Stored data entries
PR #49, opened 2019-04-19
Naming convention

garagatyi:
### What does this PR do?
Make broker download metas using new naming convention.
Details at eclipse/che-plugin-registry#55
Cleanup not needed code.

Related to eclipse/che-plugin-registry#55

### DIFF
--- a/cfg/cfg.go
+++ b/cfg/cfg.go
@@ -62,11 +62,6 @@ var (
 	// RegistryAddress address of the plugin registry, if plugin IDs are specified in config instead of metas.
 	// Used as a default registry if a plugin fully-qualified name does not specify a registry.
 	RegistryAddress string
-
-	// DownloadMetas specifies whether the broker should download plugin metas from the registry. If
-	// true, then config file should be a list of plugin fully-qualified names. Otherwise, the config
-	// file should contain the plugin metas to be processed.
-	DownloadMetas bool
 )
 
 func init() {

● **Problem details**
Select the lines from the entries that include the word "DownloadMetas".

● **Exercise result**
-	// DownloadMetas specifies whether the broker should download plugin metas from the registry. If
-	DownloadMetas bool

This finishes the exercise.